There is a desire to implement ecosystem-based approaches in coral reef management set out by the National Oceanic and Atmospheric Association (NOAA). Nutrients and environmental factors can influence microbial community composition in both corals and sponges and this can impact overall coral health. This means that better understanding nutrient dynamics on corals reefs is needed to implement ecosystem-based approaches.

A better understanding of the influence that sponges have on nutrient availability will give us a better idea of how and to what extent they can couple water column and benthic ecological processes and how this contributes to maintaining a healthy coral reef ecosystem.

We need healthy coral reefs not only because they are beautiful, but because they provide an important source of food for millions of people, and they protect coastlines from hurricanes and other storms.

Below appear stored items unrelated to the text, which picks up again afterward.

PR #338, opened 2023-10-09
prefer logging user ids over emails

lieut-data:
#### Summary
Prefer logging user ids over emails. For now, we follow the existing convention of naming the fields `TeamsUserID` and `MMUserID`.

#### Ticket Link
None.

### DIFF
--- a/server/plugin.go
+++ b/server/plugin.go
@@ -406,7 +406,7 @@ func (p *Plugin) syncUsers() {
 			continue
 		}
 
-		p.API.LogDebug("Running sync user job for user with email", "email", msUser.Mail)
+		p.API.LogDebug("Running sync user job for user", "TeamsUserID", msUser.ID)
 
 		mmUser, isUserPresent := mmUsersMap[msUser.Mail]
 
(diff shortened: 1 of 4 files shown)


server/plugin_test.go
```diff
@@ -339,7 +339,7 @@ func TestSyncUsers(t *testing.T) {
 		{
 			Name: "SyncUsers: Unable to create the user",
 			SetupAPI: func(api *plugintest.API) {
-				api.On("LogError", "Unable to create new MM user during sync job", "email", "test@test.com", "error", mock.Anything).Times(1)
+				api.On("LogError", "Unable to create new MM user during sync job", "MMUserID", mock.Anything, "TeamsUserID", mock.Anything, "error", mock.Anything).Times(1)
```
lieut-data, line 342: Note that these API assertions don't actually test anything since we never call `api.AssertExpectations(t)`, but updated for completeness. (I can't add `api.AssertExpectations(t)` without failing all the tests. Ideally, we transition these away from mocks altogether.)

server/plugin.go
```diff
@@ -502,11 +502,11 @@ func (p *Plugin) syncUsers() {
 				Value:    "0",
 			}}
 			if prefErr := p.API.UpdatePreferencesForUser(newUser.Id, preferences); prefErr != nil {
-				p.API.LogError("Unable to disable email notifications for new user", "MMUserID", newUser.Id, "error", prefErr.Error())
+				p.API.LogError("Unable to disable email notifications for new user", "MMUserID", mmUser.Id, "TeamsUserID", msUser.ID, "error", prefErr.Error())
```
jespino, line 505: Is `mmUser.Id` correct here?, should it be `newUser.Id`?

server/plugin.go
```diff
@@ -502,11 +502,11 @@ func (p *Plugin) syncUsers() {
...
 			}
 
 			if err = p.store.SetUserInfo(newUser.Id, msUser.ID, nil); err != nil {
-				p.API.LogError("Unable to set user info during sync user job", "email", msUser.Mail, "error", err.Error())
+				p.API.LogError("Unable to set user info during sync user job", "MMUserID", mmUser.Id, "TeamsUserID", msUser.ID, "error", err.Error())
```
jespino, line 509: Same here, it shouldn't be `newUser.Id` instead of `mmUser.Id`?

server/plugin.go
lieut-data: Yes, you're right! I commented that the tests were broken to catch this and failed to do my own due diligence instead :)

server/plugin.go
lieut-data: Fixed!

manojmalik20 (approved):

Coral reefs are also a source of novel medicines as well as a major reservoir of biodiversity!

Below is a video from the World Resources Institute discussion the threats to coral reefs. They focus on corals and fish, but now you know that sponges are an important part to this system too! Just think the next time you snorkel or dive on a reef you will be swimming in water that has recently passed through a sponge!

Meet the Researcher

Cara Fiore considers herself a marine microbial ecologist, with interests in how microbes influence nutrient cycling, symbiosis (specifically sponge-microbe symbiosis), microbial physiology, and coral reef ecology. Cara has also worked in biomedical research at the University of Rochester (Rochester, NY). Cara received a B.S. in biology from SUNY Cortland, and graduated from the College of Charleston (Grice Marine Lab) and the University of New Hampshire before starting a postdoc at Woods Hole Oceanographic Institution (WHOI). During graduate school Cara spent 10 days underwater in the Aquarius habitat, which is sits in 50 ft of water off the coast of Key Largo, FL, and is operated by NOAA and Florida International University. Currently at WHOI, Cara is investigating how microbes influence nutrient cycling in the ocean including on coral reefs.